= Alex Story (rower) =

British rower (born 1974)

Alexander "Alex" Story (born 6 December 1974) is a former British rower, who rowed in the British men's eight at the 1996 Olympic Games in Atlanta. Story has unsuccessfully stood as a candidate for the Conservative Party on several occasions.

==Rowing==
Story was on the Great Britain rowing team for the 1996 Summer Olympics, competing in the men's eight.

He rowed for Great Britain as a junior, an under-23 and a senior athlete. His career spanned from 1992 to 1998.

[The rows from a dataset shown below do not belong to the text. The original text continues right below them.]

PR #789, opened 2019-12-05
NXP-28375: expose iron behaviors for compat

nelsonsilva:


index.js
```diff
@@ -1,11 +1,50 @@
...
+import { IronValidatorBehavior } from '@polymer/iron-validator-behavior/iron-validator-behavior.js';
+
+// expose behaviors for compat
+import { AggregationBehavior } from '@nuxeo/nuxeo-ui-elements/nuxeo-aggregation/nuxeo-aggregation-behavior.js';
+import { FiltersBehavior } from '@nuxeo/nuxeo-ui-elements/nuxeo-filters-behavior.js';
+import { FormatBehavior } from '@nuxeo/nuxeo-ui-elements/nuxeo-format-behavior.js';
+import { I18nBehavior } from '@nuxeo/nuxeo-ui-elements/nuxeo-i18n-behavior.js';
+import { LayoutBehavior } from '@nuxeo/nuxeo-ui-elements/nuxeo-layout-behavior.js';
+import { PageProviderDisplayBehavior } from '@nuxeo/nuxeo-ui-elements/nuxeo-page-provider-display-behavior.js';
+import { RoutingBehavior } from '@nuxeo/nuxeo-ui-elements/nuxeo-routing-behavior.js';
```
Gabez0r: Do we need to have imports for i18n and Routing behaviors on both the index.js and nuxeo-app.js?

nelsonsilva: `nuxeo-app` uses `RoutingBehavior`, `I18nBehavior` and  `FiltersBehavior` and it does not expose these. Idea is for this compat "hack" to be centralized and outside `nuxeo-app` so we need to explicitly import everything we want to export and not rely on these exported "things" in our own Polymer 3 code.

PR #804, opened 2019-12-19
NXP-28117: trigger refresh on spreadsheet close

nelsonsilva:


elements/search/nuxeo-search-form.js
```diff
@@ -601,14 +601,12 @@ Polymer({
   },
 
   refresh() {
-    if (this.visible) {
```
nmpcunha: I was trying to understand this `visible` check, but I'm not sure what was the purpose (probably not really in use by WebUI).
Anyway, since this is a method from the public API so we may need to aware for a possible behavioural change.

Gabez0r: Do we need to get rid of the `this.visible` check?

nelsonsilva: We do because if you look at https://github.com/nuxeo/nuxeo-web-ui/blob/master/elements/nuxeo-app.js#L850 you'll see that calls to `refreshSearch` actually don't do anything when the drawer is closed...

nelsonsilva:
🔵 https://qa.nuxeo.org/jenkins/job/master/job/web-ui-pipeline/310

In 1995, at the World Rowing Championships in Tampere, Finland, he qualified for the 1996 Atlanta Olympic Games. He retained his place for the 1997 World Rowing Championships in Aiguebelette where the British eight finished fourth.

He rowed for Cambridge against Oxford in the Boat Races of 1997 and 1998. In the former he was the heaviest man competing, and was credited with having been the difference between the two crews.

==Political activity==
He has subsequently been active in the Conservative Party. In 2005, he contested Denton and Reddish at the general election; in 2010, he fought Wakefield, and in 2015, at short notice, he stood for Leeds North West. In Denton and Reddish, a safe seat for the Labour Party, Story came a distant second. At the next election, his candidacy in the marginal Wakefield constituency saw Story finish less than 2,000 votes behind the incumbent Labour MP. In 2015, Story came third behind the Liberal Democrats and Labour, in what was a marginal contest between those two parties.

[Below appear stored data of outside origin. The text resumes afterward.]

PR #865, opened 2020-03-30
NXP-28827: bind multiple attribute to blob-list in dropzone (proposal)

mnixo:
The problem: 
NXP-28827
All the info on the [ticket](https://jira.nuxeo.com/browse/NXP-28827).


nmpcunha:
It is a backport of a small part of [this commit](https://github.com/nuxeo/nuxeo-web-ui/commit/8a343a83d70e405e7f7f8a16aa7ec9ff51b410c9#diff-bfcef58b64ac39d85e6fc62124c66171R157)
I would say that it makes sense, besides not being reported by any customer.

Thanks @mnixo ! 👍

He was placed second on the Conservative party list for the Yorkshire and the Humber region for the 2014 European election; however, only one Conservative was elected. After the elevation of MEP Timothy Kirkhope to the House of Lords in October 2016, Story was asked by the region's returning officer to take the vacant seat. To be returned, Story needed the Conservative Party to re-nominate him, which they refused to do; Story unsuccessfully asked the High Court to intervene. The Conservative Party subsequently appointed John Procter, who had been third on the party list, as the replacement, rather than Story.

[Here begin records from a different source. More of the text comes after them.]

PR #866, opened 2020-04-01
Feature nxp 28602 transfer document in s3 glacier manual action in web ui for a resultset of documents

RSalem07:


andreacornaglia:
At a first glance looks good, would be nice to have a small demo to see the visual/interaction part :)

nmpcunha:
> At a first glance looks good, would be nice to have a small demo to see the visual/interaction part :)

Someday we'll have the preview environment working. In the meanwhile, we can checkout the branch and take a look locally 😉

i18n/messages.json
```diff
@@ -809,6 +809,13 @@
   "mimetype.text/plain": "Text",
   "mimetype.text/x-web-markdown": "Markdown",
   "mimetype.text/xml": "XML",
+  "moveDocumentsContentsToColdStorage.ask.confirmation": "Send the documents contents to cold storage?",
+  "moveDocumentsContentsToColdStorage.description": "This will result in increased file retrieval times and a low resolution preview.",
+  "moveDocumentsContentsToColdStorage.cancel": "Cancel",
+  "moveDocumentsContentsToColdStorage.confirm": "Confirm",
+  "moveDocumentsContentsToColdStorage.error": "Error moving the documents contents to cold storage.",
+  "moveDocumentsContentsToColdStorage.success": "Documents contents moved to cold storage successfully.",
+  "moveDocumentsContentsToColdStorage.tooltip": "Send to cold storage the selected items",
```
semisse, line 818: nit: 
```suggestion
  "moveDocumentsContentsToColdStorage.tooltip": "Send the selected items to cold storage",
```

semisse:
Looks good! Just left a small suggestion on the labels.

elements/nuxeo-document-attachments/nuxeo-document-attachments.js
```diff
@@ -160,6 +160,11 @@ Polymer({
   },
 
   _isAvailable(document, xpath) {
-    return document && xpath && this.hasSchema(document, xpath.split(':')[0]);
+    return (
+      document &&
+      xpath &&
+      this.hasSchema(document, xpath.split(':')[0]) &&
+      !(this.hasFacet(document, 'ColdStorage') && this.hasContent(document, 'coldstorage:coldContent'))
```
nmpcunha, line 167: If I'm seeing this correctly, I can't find any reason why we should "hide" the attachments when we have a document with its content on Cold Storage 🤔

addons/nuxeo-coldstorage/elements/nuxeo-move-contents-to-coldstorage-button.js
```diff
@@ -0,0 +1,137 @@
...
+
+  _toggleDialog() {
+    this.$.contentsToMoveDialog.toggle();
+  }
+
+  _isAvailable(documents, currentUser) {
+    if (this.hasAdministrationPermissions(currentUser) || this.hasPermission(document, 'WriteColdStorage')) {
+      return documents.every((doc) => !this.hasFacet(doc, 'ColdStorage') && this.hasContent(doc));
+    }
+
```
nmpcunha, line 104: nit: blank line

addons/nuxeo-coldstorage/nuxeo-coldstorage.html
```diff
@@ -14,8 +14,16 @@
...
 limitations under the License.
 -->
-<nuxeo-slot-content name="moveToColdStorageDocumentAction" slot="DOCUMENT_ACTIONS" order="120">
+<nuxeo-slot-content name="moveToColdStorageDocumentContentAction" slot="DOCUMENT_ACTIONS" order="120">
   <template>
     <nuxeo-move-content-to-coldstorage-button document="[[document]]"></nuxeo-move-content-to-coldstorage-button>
   </template>
 </nuxeo-slot-content>
+
+<nuxeo-slot-content name="moveToColdStorageDocumentsContentsAction" slot="RESULTS_SELECTION_ACTIONS" order="-50">
```
nmpcunha, line 23: What about: `moveDocumentContentToColdStorageAction` and `moveSelectionContentToColdStorageAction` ? 🙂

i18n/messages.json
```diff
@@ -809,6 +809,13 @@
   "mimetype.text/plain": "Text",
   "mimetype.text/x-web-markdown": "Markdown",
   "mimetype.text/xml": "XML",
+  "moveDocumentsContentsToColdStorage.ask.confirmation": "Send the documents contents to cold storage?",
+  "moveDocumentsContentsToColdStorage.description": "This will result in increased file retrieval times and a low resolution preview.",
+  "moveDocumentsContentsToColdStorage.cancel": "Cancel",
+  "moveDocumentsContentsToColdStorage.confirm": "Confirm",
+  "moveDocumentsContentsToColdStorage.error": "Error moving the documents contents to cold storage.",
```
nmpcunha, line 816: Despite the approach we decide on server side, it may be a good option to say that some of the documents couldn't be moved. Since we may end up with the action performed to part of the selection 🤷‍♂

elements/nuxeo-document-attachments/nuxeo-document-attachments.js
RSalem07: my idea is to bloc any blob(s) modification once our document is in ColdStorage, even we transfer the main content into S3 and not the attachments.

i18n/messages.json
RSalem07: yes why not to go more further, currently to be consistent I did what we did on Trash Bulk. for example we don't move any of the selection if one of them is already move (the check using the method `every` see  
```
if (this.hasAdministrationPermissions(currentUser) || this.hasPermission(document, 'WriteColdStorage')) {
      return documents.every((doc) => !this.hasFacet(doc, 'ColdStorage') && this.hasContent(doc));
    }
```

and i thought to:

- even the user select all docs, we should only filter and try to move those that are not in cold storage, because can be knows about is as we don"t have any infos in the table to say that the doc is in cold storage.

- and yes we can improve messages to include the fact some docs are not moved because of error...

I think in these two cases PO point of view is welcome 

@jaubenque @lisamcintyre

nmpcunha: > we don't move any of the selection if one of them is already move

Indeed, just a small clarification: we don't **show** the action.
This approach it to try to minimize the probability of having errors on the UI.

addons/nuxeo-coldstorage/elements/nuxeo-move-contents-to-coldstorage-button.js
RSalem07: I introduced the ability to just move the documents on which he has the right permission and the same method is used when we call the server. 

- avoid any server erreur if the doc is already in Cold Storage.
- don't punish :)  the user to search doc by doc which one is in cold storage and which one is not, he can selects all docs and is up to us to filter which once should be send to the server

i18n/messages.json
RSalem07: yes, plz see [comment](https://github.com/nuxeo/nuxeo-web-ui/pull/866#discussion_r402234600)

elements/nuxeo-document-attachments/nuxeo-document-attachments.js
RSalem07: Julien asks to allow adding attachment even on document who's main content is in cold storage

i18n/messages.json
lisamcintyre: In the big picture, in fact, I would not point this out the to user as an "error" as that has a bad connotation and an idea that something went "wrong" when it fact, it just didn't do what we request because it had already been done (nothing "wrong" just work that didn't need to be done). indeed, some sort of filter to remove those items already flagged as being in glacier BEFORE the action is performed would be good.  Then, we could eventually have messaging that states:
- move of x docs has started.  
- y docs are not being moved as they are already in glacier (or y docs were removed from the request as they are already stored in glacier)

and then, eventually, some cue in the list (like i've seen in retention demos for hold items) would be interesting (we should establish a pattern similar to what we need to do for ribbons/banners).

addons/nuxeo-coldstorage/elements/nuxeo-move-contents-to-coldstorage-button.js
nmpcunha: I understand and point and I agree it improves UX.
Anyway, there are two small concerns:
- Not being totally consistent with the other "bulk" actions;
- The logic do not seem robust enough. 

What happens when the user is not admin and only have "WriteColdStorage" permission for 1 out of 5 documents? We allow him to "move" 5 documents, but in fact he/she can only move 1. Not sure if we want this kind of pattern... especially when we have "silent exceptions" on server side. It may generate more issues than "punishing" the user for selecting the correct docs (e.g. support issues because it is not working). 
Anyway none of the solutions being perfect 🤷‍♂ 

cc @lisamcintyre

RSalem07: I agree see https://github.com/nuxeo/nuxeo-web-ui/pull/866#discussion_r402578133

For the user without the right permission the doc will be filtered and we don't move it and perhaps showing a message that we can improve, see the Lisa suggestions below

i18n/messages.json
nmpcunha: > and then, eventually, some cue in the list (like i've seen in retention demos for hold items) would be interesting (we should establish a pattern similar to what we need to do for ribbons/banners).

We don't have this on Web UI by default and I'm not sure if it is a pattern to introduce in this context, since we would need to think about other scenarios and have also design's input for that.

> Then, we could eventually have messaging that states:

As referred [above](https://github.com/nuxeo/nuxeo-web-ui/pull/866#discussion_r402913642) it would improve the UX but it won't be consistent with other bulk action approaches (if it is for better I don't mind to start an inconsistency!). 
Anyway, it would be cool if we could have only one message stating that, otherwise we'll also introduce a different pattern of notifications which may not be a good option at this moment, IMHO.

RSalem07: IMHO we should add the filtering in web-ui to avoid blocking things or sending things to the server and we will find ourselves with a log errors for some reasons (no permission, already moved....)

on other hand for the message as it's more technical we can just keep things generic without a lot of details ....

addons/nuxeo-coldstorage/elements/nuxeo-move-contents-to-coldstorage-button.js
lisamcintyre: ok, i think an approach Nuno talks about is acceptable, in essence, based on what is selected you only see what actions are possible for the selected (basically, you filter the action based on the selected versus filtering the docs once the action is clicked.  basically, you should only see an action that can be applied to all selected.

addons/nuxeo-coldstorage/elements/nuxeo-move-contents-to-coldstorage-button.js
```diff
@@ -0,0 +1,144 @@
...
+  _canMoveDocument(doc) {
+    return (
+      (this.hasAdministrationPermissions(this.currentUser) || this.hasPermission(doc, 'WriteColdStorage')) &&
+      !this.hasFacet(doc, 'ColdStorage') &&
+      this.hasContent(doc)
+    );
+  }
+
+  _isAvailable(documents) {
+    return documents.some((doc) => this._canMoveDocument(doc));
```
nmpcunha, line 109: According to @lisamcintyre last comment, we should use `every`, right? 🙂

RSalem07: Yep, I will update it asap :)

In the 2016 European Union membership referendum he campaigned for Britain to leave the European Union. Story has written for publications such as The Daily Telegraph, and City A.M..

On 5 November 2017, the Conservative MP for Tamworth, Chris Pincher, resigned as Comptroller of the Household (Assistant Whip) and voluntarily referred himself to the Conservative Party's complaints procedure and the police after Story said that he was previously the subject of unwanted sexual advances from Pincher. Story had allegedly been invited to Pincher's flat, where the latter massaged Story's neck and talked about his "future in the Conservative Party", before changing into a bathrobe. Recounting the episode, Story said that Pincher's advances made him seem like a "pound-shop Harvey Weinstein". (Note: In 2017, the American film producer Harvey Weinstein had been accused of rape, sexual assault and sexual abuse, leading to the #MeToo movement against sexual abuse, sexual harassment, and rape culture; "pound shop" is a reference to British high street discount stores such as Poundland.) Pincher said that "I do not recognise either the events or the interpretation placed on them" and that "if Mr Story has ever felt offended by anything I said then I can only apologise to him". On 23 December 2017, the Conservative Party's investigating panel determined that Pincher had not breached the code of conduct.